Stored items
————

PR #708, opened 2020-01-19
Move material icons to external package

MrTimscampi:
**Changes**

Removes material icons from the source and use an external package to handle them instead.

I opted to use [material-design-icons-iconfont](https://www.npmjs.com/package/material-design-icons-iconfont) since it's a newer version of Google's official package, with icons that are in the repository but not packaged by Google for some reason, faster checkout (due to not including thousand of source files that we won't use) and supports SCSS/SASS for when we eventually move to that.

This PR basically only adds the package via yarn, defines it in bundle.js then replaces all instances of md-icon with material-icons in the source.

**Issues**

None


src/components/medialibrarycreator/medialibrarycreator.js
```diff
@@ -95,7 +95,7 @@ define(["loading", "dialogHelper", "dom", "jQuery", "components/libraryoptionsed
...
-        return html += '<div class="listItem listItem-border lnkPath" style="padding-left:.5em;">', html += '<div class="' + (pathInfo.NetworkPath ? "listItemBody two-line" : "listItemBody") + '">', html += '<div class="listItemBodyText">' + pathInfo.Path + "</div>", pathInfo.NetworkPath && (html += '<div class="listItemBodyText secondary">' + pathInfo.NetworkPath + "</div>"), html += "</div>", html += '<button type="button" is="paper-icon-button-light"" class="listItemButton btnRemovePath" data-index="' + index + '"><i class="md-icon">remove_circle</i></button>', html += "</div>"
+        return html += '<div class="listItem listItem-border lnkPath" style="padding-left:.5em;">', html += '<div class="' + (pathInfo.NetworkPath ? "listItemBody two-line" : "listItemBody") + '">', html += '<div class="listItemBodyText">' + pathInfo.Path + "</div>", pathInfo.NetworkPath && (html += '<div class="listItemBodyText secondary">' + pathInfo.NetworkPath + "</div>"), html += "</div>", html += '<button type="button" is="paper-icon-button-light"" class="listItemButton btnRemovePath" data-index="' + index + '"><i class="material-icons">remove_circle</i></button>', html += "</div>"
```
JustAMan: seems we missed de-uglifying this one

yarn.lock
```diff
@@ -3039,6 +3039,11 @@ map-visit@^1.0.0:
   dependencies:
     object-visit "^1.0.0"
 
+material-design-icons-iconfont@^5.0.1:
```
JustAMan: I presume this thing would pull in the font, right? Where would it activate the font?

src/components/medialibrarycreator/medialibrarycreator.js
dkanada: still haunting us to this day

MrTimscampi: Ouch, I'll give that a look once I'm home. Let's take the opportunity to clean this monstrosity.

yarn.lock
MrTimscampi: It pulls in the font, then gets imported in the bundle like hls.js and other external modules.

The current Webpack process will copy it to the dist directory.

src/components/medialibrarycreator/medialibrarycreator.js
dkanada: @grafixeyehero was doing more deminification so he probably included this as well.

ferferga:
I don't understand very well this PR and I'm not by any means a JS expert, so probably I'm missing something, but what's the problem with the actual approach with CSS? In my opinion, doing this with a npm package is overcomplicating such a simple thing.

We can't just update the woff files?

MrTimscampi:
It's generally good practice to not have outside dependencies in the source if they're unmodified.

For this, there is a maintained, widely used (50k+ downloads per week) package available on NPM. So it makes sense to move it out of the tree.

This also allows us to update it easier. Either we can use Yarn to check for updates, or we can, if we wish to at some point, setup some bot to notify when a dependency is updated.

Once we move to SASS for the stylesheets, we don't even need to add it as a JS module anymore, since we'll be able to import it directly from our main stylesheet.

It's the same as for Bootstrap, for example. You usually wouldn't add all the bootstrap files to your code. You'd add it as a dependency via NPM, then import it.

PR #710, opened 2020-01-20
Fix some issues with theme resources

dkanada:


src/components/skinManager.js
```diff
@@ -34,15 +34,12 @@ define(['apphost', 'userSettings', 'browser', 'events', 'pluginManager', 'backdr
             id: "dark",
             isDefault: true,
             isDefaultServerDashboard: true
-        }, {
-            name: "Emby",
-            id: "emby"
```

————

• [Task objective]:
Each record is to be retyped exactly as it appears.

• [Answer to the problem]:
PR #708, opened 2020-01-19
Move material icons to external package

MrTimscampi:
**Changes**

Removes material icons from the source and use an external package to handle them instead.

I opted to use [material-design-icons-iconfont](https://www.npmjs.com/package/material-design-icons-iconfont) since it's a newer version of Google's official package, with icons that are in the repository but not packaged by Google for some reason, faster checkout (due to not including thousand of source files that we won't use) and supports SCSS/SASS for when we eventually move to that.

This PR basically only adds the package via yarn, defines it in bundle.js then replaces all instances of md-icon with material-icons in the source.

**Issues**

None


src/components/medialibrarycreator/medialibrarycreator.js
```diff
@@ -95,7 +95,7 @@ define(["loading", "dialogHelper", "dom", "jQuery", "components/libraryoptionsed
...
-        return html += '<div class="listItem listItem-border lnkPath" style="padding-left:.5em;">', html += '<div class="' + (pathInfo.NetworkPath ? "listItemBody two-line" : "listItemBody") + '">', html += '<div class="listItemBodyText">' + pathInfo.Path + "</div>", pathInfo.NetworkPath && (html += '<div class="listItemBodyText secondary">' + pathInfo.NetworkPath + "</div>"), html += "</div>", html += '<button type="button" is="paper-icon-button-light"" class="listItemButton btnRemovePath" data-index="' + index + '"><i class="md-icon">remove_circle</i></button>', html += "</div>"
+        return html += '<div class="listItem listItem-border lnkPath" style="padding-left:.5em;">', html += '<div class="' + (pathInfo.NetworkPath ? "listItemBody two-line" : "listItemBody") + '">', html += '<div class="listItemBodyText">' + pathInfo.Path + "</div>", pathInfo.NetworkPath && (html += '<div class="listItemBodyText secondary">' + pathInfo.NetworkPath + "</div>"), html += "</div>", html += '<button type="button" is="paper-icon-button-light"" class="listItemButton btnRemovePath" data-index="' + index + '"><i class="material-icons">remove_circle</i></button>', html += "</div>"
```
JustAMan: seems we missed de-uglifying this one

yarn.lock
```diff
@@ -3039,6 +3039,11 @@ map-visit@^1.0.0:
   dependencies:
     object-visit "^1.0.0"
 
+material-design-icons-iconfont@^5.0.1:
```
JustAMan: I presume this thing would pull in the font, right? Where would it activate the font?

src/components/medialibrarycreator/medialibrarycreator.js
dkanada: still haunting us to this day

MrTimscampi: Ouch, I'll give that a look once I'm home. Let's take the opportunity to clean this monstrosity.

yarn.lock
MrTimscampi: It pulls in the font, then gets imported in the bundle like hls.js and other external modules.

The current Webpack process will copy it to the dist directory.

src/components/medialibrarycreator/medialibrarycreator.js
dkanada: @grafixeyehero was doing more deminification so he probably included this as well.

ferferga:
I don't understand very well this PR and I'm not by any means a JS expert, so probably I'm missing something, but what's the problem with the actual approach with CSS? In my opinion, doing this with a npm package is overcomplicating such a simple thing.

We can't just update the woff files?

MrTimscampi:
It's generally good practice to not have outside dependencies in the source if they're unmodified.

For this, there is a maintained, widely used (50k+ downloads per week) package available on NPM. So it makes sense to move it out of the tree.

This also allows us to update it easier. Either we can use Yarn to check for updates, or we can, if we wish to at some point, setup some bot to notify when a dependency is updated.

Once we move to SASS for the stylesheets, we don't even need to add it as a JS module anymore, since we'll be able to import it directly from our main stylesheet.

It's the same as for Bootstrap, for example. You usually wouldn't add all the bootstrap files to your code. You'd add it as a dependency via NPM, then import it.

PR #710, opened 2020-01-20
Fix some issues with theme resources

dkanada:


src/components/skinManager.js
```diff
@@ -34,15 +34,12 @@ define(['apphost', 'userSettings', 'browser', 'events', 'pluginManager', 'backdr
             id: "dark",
             isDefault: true,
             isDefaultServerDashboard: true
-        }, {
-            name: "Emby",
-            id: "emby"
```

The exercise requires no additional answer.